* [What you will do]
Where "name" appears in a line of the entries below, that line should be copied.

Records from a dataset:
------------------------------------------------------------
PR #861, opened 2023-10-13
POLIO-1220: Make IASO work on chrome 56

beygorghor:
IASO calendar page should work on Samsung TV's using Tyzenbrowser 4.2.11030
WhatsApp Image 2023-09-29 at 15 54 26 (1)
On this version the web engine used is Chrome 56, according to their [doc](https://developer.samsung.com/smarttv/develop/specifications/web-engine-specifications.html).

I used the first version of Chromium 56 available [here](https://vikyd.github.io/download-chromium-history-version/#/).

Version [56.0.2885.0](https://commondatastorage.googleapis.com/chromium-browser-snapshots/index.html?prefix=Mac/424072/)

Related JIRA tickets :POLIO-1220

- [ ] Are there enough tests

## Changes

- adapt **dev** and **prod** Webpack configs to generate compatible js ( i had to include two packages from the node modules too, has they use ES2020 to compile their code)
- installed multiple polyfills (url-search-params-polyfill, abortcontroller-polyfill, polyfill-object.fromentries, array-flat-polyfill) to provide modern javascript to an old browser
- Rewrite useCurrentUser, useless in this case but much better
- added the `header` `credentials=same-origin` to all our requests, in order to use auth cookies on the requests we are doing on old browsers
- review a bit CSS on calendar page 

## How to test

- install chromium 56
- visit ` /dashboard/polio/embeddedCalendar/`

## Print screen / video
Capture d’écran 2023-10-13 à 09 56 02

Capture d’écran 2023-10-13 à 09 56 31


hat/assets/js/apps/Iaso/domains/app/index.js
```diff
@@ -19,6 +17,7 @@ import {
 } from '../../constants/routes';
 
 import ProtectedRoute from '../users/components/ProtectedRoute';
+import { useGetCurrentUser } from '../users/hooks/useGetCurrentUser.ts';
```
quang-le: I think it should be renamed. 2 hooks with the same name, that do pretty much the same thing will be confusing. I'm mostly thinking stupid wrong auto-imports.

hat/assets/js/apps/Iaso/domains/users/hooks/useGetCurrentUser.ts
```diff
@@ -0,0 +1,36 @@
...
+import { useDispatch } from 'react-redux';
+import { useSnackQuery } from '../../../libs/apiHooks';
+import { getRequest } from '../../../libs/Api';
+import { Profile } from '../../teams/types/profile';
+import { setCurrentUser } from '../actions';
+
+const getCurrentUser = (): Promise<Profile> => {
+    return getRequest('/api/profiles/me/');
+};
+export const useGetCurrentUser = (
```
quang-le: Re name change: it doesn't only get the user, it sets it in redux, so it's a bit misleading

hat/assets/js/apps/Iaso/libs/polyfills.ts
quang-le, line 1: so.many.polyfills

hat/assets/js/apps/Iaso/domains/users/hooks/useGetCurrentUser.ts
```diff
@@ -0,0 +1,36 @@
...
+    enabled: boolean,
+): UseQueryResult<Profile, Error> => {
+    const queryKey: any[] = ['currentUser'];
+    const dispatch = useDispatch();
+    // @ts-ignore
+    return useSnackQuery({
+        queryKey,
+        queryFn: () => getCurrentUser(),
+        dispatchOnError: false,
```
quang-le: Why not dispatch on Error for this one? I don't think we have any front-end that manages this error

hat/assets/js/apps/Iaso/libs/Api.js
```diff
@@ -37,7 +37,10 @@ export const iasoFetch = async (resource, init = {}) => {
     const url = resource.url ?? resource;
     const method = init?.method ?? 'GET';
     try {
-        response = await fetch(resource, init);
+        response = await fetch(resource, {
+            ...init,
+            credentials: 'same-origin',
```
quang-le, line 42: I remember that one

quang-le (approved):
Well done! What an ungrateful task that was.

A few non-blocking comments about the code.

The feature works well on my machine.

I think at minimum we should deploy on staging early and go through all of iaso, not just the one page we need to display on the TV.

I'm not comfortable with the amount of polyfills and babel plugins this introduces for such a edge case. Maybe we can consider making a separate build for iaso-TV and dedicate a server (if it makes sense cost wise). The impact on the iaso build and setup seems disproportionate considering the intended use in my opinion.
But that's a wider discussion that shouldn't block the PR going forward at this stage

PR #868, opened 2023-10-16
IA-2425 Add a `ThreeDimPointField`

kemar:
Proposition for a new `ThreeDimPointField` serializer field.

It should be reviewed after #864.

## Screenshot

point


kemar:
We decided to leave everything flat.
------------------------------------------------------------
* [Response]
quang-le: I think it should be renamed. 2 hooks with the same name, that do pretty much the same thing will be confusing. I'm mostly thinking stupid wrong auto-imports.
quang-le: Re name change: it doesn't only get the user, it sets it in redux, so it's a bit misleading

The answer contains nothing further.